Ela avalia que aprender sobre essas personalidades é importante porque foram elas que deram os primeiros passos para que chegássemos onde estamos hoje. “Se hoje podemos falar dessas pautas e lutar pelas minorias é porque eles começaram lá atrás.”
Para a historiadora Lilia Schwarcz, a história do Brasil é profundamente masculina e não dá às mulheres o protagonismo que elas de fato tiveram.
“As poucas mulheres que nós conhecemos na história foram filhas de homens importantes, como a Princesa Isabel, filha de Dom Pedro II. Essa é uma questão muito importante que a gente precisa alterar na nossa compreensão, no nosso imaginário do Independência.”
Lilian lembra também de Maria Leopoldina, esposa de Dom Pedro, que sempre foi uma voz ativa no sentido de pressionar Dom Pedro pra que ele patrocinasse o rompimento com a metrópole portuguesa. “Ela era uma naturalista, era sábia, falava várias línguas.
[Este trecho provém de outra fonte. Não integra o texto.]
PR #2166, opened 2023-11-08
bump ganesha version in main containers to 5.7

adk3798:
nfs-ganesha 5.7 is now being built and pushed to
https://shaman.ceph.com/builds/nfs-ganesha/, but we're still only using 5.5 builds.
5.7 should also have the new cmount_path feature so let's use that.

### DIFF
--- a/ceph-releases/ALL/centos/daemon-base/__DOCKERFILE_INSTALL__
+++ b/ceph-releases/ALL/centos/daemon-base/__DOCKERFILE_INSTALL__
@@ -4,7 +4,7 @@ bash -c ' \
   if [ -n "__GANESHA_PACKAGES__" ]; then \
     if [[ "${CEPH_VERSION}" == master || "${CEPH_VERSION}" == main ]]; then \
       ARCH=$(arch); if [[ "${ARCH}" == "aarch64" ]]; then ARCH="arm64"; fi ; \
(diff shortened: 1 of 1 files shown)


guits:
This is one of the reasons why I was -1 on pinning to a version on main builds, we now have to maintain this.

guits (approved):

guits:
jenkins test sloppy bash

guits:
jenkins lint

dparmar18:
> This is one of the reasons why I was -1 on pinning to a version on main builds, we now have to maintain this.

there is a `V5-stable` branch, which can be used to prevent any conscious efforts to maintain the version.

dparmar18:
> > This is one of the reasons why I was -1 on pinning to a version on main builds, we now have to maintain this.
> 
> there is a `V5-stable` branch, which can be used to prevent any conscious efforts to maintain the version.

PS: this was discussed in cephfs channel upstream https://ceph-storage.slack.com/archives/C04LVQMHM9B/p1699485905106709?thread_ts=1699420006.629709&cid=C04LVQMHM9B with @ffilz

dparmar18:
@adk3798 @guits I created https://github.com/ceph/ceph-container/pull/2167 that adds `V5-stable`, PTAL.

Antes de vir ao Brasil estudou o que era o Brasil, veio com uma missão científica. Então ela era uma artífice fundamental para a Independência.”
Ainda nesse cenário existiram outras mulheres importantes como a Maria Quitéria, que quis participar das lutas de Independência. Nos retratos, ela sempre aparece vestida de soldado. “Ela se disfarçou de homem para poder tomar parte nas lutas de Independência”, conta a historiadora.
Há também a história da Maria Felipa, uma escravizada que conseguiu reter as tropas portuguesas utilizando ervas e plantas que irritavam a pele dos portugueses, e Joana Angélica, uma religiosa que não permitiu que os portugueses entrassem no convento onde ela participava.
“Esses são apenas alguns exemplos de mulheres que fizeram a Independência e são exemplos de como as gerações futuras e as gerações presentes precisam estudar muito mais o lugar das mulheres nos processos políticos brasileiros”, enfatiza Lilia.
Para especialistas no tema, essa história precisa ser recontada como realmente aconteceu. “É fundamental que nós, enquanto professores e professoras negros universitários, continuemos entrando nas universidades, desenvolvendo e pesquisando a história do Brasil, do povo negro, assim também como do povo indígena e da mulher, porque se não parece que é só uma história feita por pessoas brancas, herdeiras, de todo um legado europeu. O Brasil não é somente isso, o Brasil da Independência é uma transformação incrível. Se não tivessem negros e indígenas na construção dessa história, esse Brasil não seria o que ele é hoje”.